= Canadian Association of Orthodontists =

The Canadian Association of Orthodontists (CAO; Association canadienne des orthodontistes, ACO), founded in 1949, is the Canadian national organization of educationally qualified orthodontic specialists. It is headquartered in Markham, Ontario.

The association is dedicated to the advancement or orthodontics and the promotion of quality orthodontic care in Canada. The CAO advances the science and art of orthodontics, works for higher standards of excellence in the practice of orthodontics, protects the rights of its members as certified specialists in orthodontics, and fosters public awareness of the benefits of orthodontic health care provided by certified specialists in orthodontics.
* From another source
PR #904, opened 2019-09-26
Use base repo and account seed in cli

asutula:
Gets the CLI in line with how the programatic API deals with repo locations:

- Removes `repo` flag from `init` and uses `base-repo` instead. It's optional and defaults to `~/.textile/repo`.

The association has four classes of members:

1. Active members: Individuals who are registered as orthodontic specialists with a dental regulatory authority in Canada.
2. Student members: Graduate and post-graduate students who provide evidence of active enrollment in an approved graduate-level program.
3. Academic members: Individuals who have completed a university-level program in orthodontics and are employed full-time in an accredited university orthodontic program.
4. Life-Active members: Active or academic members who have maintained their membership in the Association for 40 consecutive years. Orthodontists are dental specialists in the diagnosis, prevention, and treatment of orthodontic problems. They have completed a minimum of two academic years of study in an accredited orthodontic residency program. Only dentists who have successfully completed this specialized training are allowed to use the title "orthodontist," and membership in the Canadian Association of Orthodontists is limited to orthodontic specialists. The CAO is affiliated with the American Association of Orthodontists.